Betting the Farm (Part I): Zynga’s Decline and Future
Zynga is having a hard time. In recent weeks performance issues, followed by an exodus of senior execs, have left the social game publisher reeling. Today the company laid off 100 of its employees in Austin, and Boston and Chicago are rumored to follow suit. With the company’s stock price currently at $2.22 a share, investors and competitors alike wonder whether Zynga is done for, and what this means for the industry as a whole. Two questions on everyone’s mind are “How bad is it, really?” and “Can a shift to social casino save Zynga?”
The current situation is not rosy. The company has fewer monthly active users (MAU) in its simulation games now (147.8MM) than it did two years ago (162.4MM), even though total traffic is up more than 100MM MAU. In January 2011, one month after the release of CityVille, Zynga reached 239MM simulation monthly active users, but the spike was short lived and the figure has declined significantly in the 20 months since. Zynga’s aggressive attempt to target simulation game players with recent releases of The Ville, ChefVille, and FarmVille 2 over the past 3 months proved insufficient to stop the decline, and the company continues to struggle to retain players after initial acquisition.
Player engagement reached a low of 14% in September.
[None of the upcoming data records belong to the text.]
PR #2419, opened 2023-01-26
Correct TEST_REFERENCE string for ph5example.

lrknox:


examples/CMakeTests.cmake
```diff
@@ -93,8 +93,8 @@ if (H5_HAVE_PARALLEL AND HDF5_TEST_PARALLEL AND NOT WIN32)
         -D "TEST_ARGS:STRING="
         -D "TEST_EXPECT=0"
         -D "TEST_OUTPUT=ph5example.out"
-        -D "TEST_REFERENCE:STRING=PHDF5 tests finished with no errors"
-        -D "TEST_FILTER:STRING=PHDF5 tests finished with no errors"
+        -D "TEST_REFERENCE:STRING=PHDF5 example finished with no errors"
+        #-D "TEST_FILTER:STRING=PHDF5 tests finished with no errors"
```
lrknox, line 97: I'm not sure what this TEST_FILTER line does (suspect it does nothing), but it's commented out in 1.10 and 1.12 and is not in develop, so I commented it out here to match 1.10 and 1.12.

byrnHDF: Well it should be example too, but the reference one is all that is needed.

byrnHDF (approved):

jhendersonHDF (approved):

derobins (approved):

PR #2424, opened 2023-01-30
Update hdf5 1 8 after HDF5 1.8.23 release

lrknox:


byrnHDF:
why is  
config/cmake/scripts/CTestScript.cmake
empty?

lrknox:
> why is config/cmake/scripts/CTestScript.cmake empty?

The change was only for permissions.  The file isn't empty, but the code change is.

byrnHDF (approved):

Zynga’s daily active users over monthly active users (DAU/MAU) continues an alarming trend of gaining monthly active users while losing daily active users. The change is representative of Zynga’s focus on player acquisition and traffic rather than player retention, a considerable problem given that players that do not stick around are not likely to pay to play.
Despite the fact that Zynga has gained monthly active users on Facebook, its market share of Facebook’s gaming MAU has remained steady at just above 30%. As more small game developers grow at rates equal to or faster than Zynga, the company will continue to see its market share stagnate or decline in a dynamically-changing environment, unless it adapts to the new social gaming audience.
But Zynga is also known for its ability to adapt to a changing environment. With Mark Pincus controlling a majority share, the company is in a position to make quick and agile changes to its strategy. And so Zynga’s recent efforts in social casino games—an industry-wide trend as publishers look to new money-making genres—may yet prove critics wrong. Again.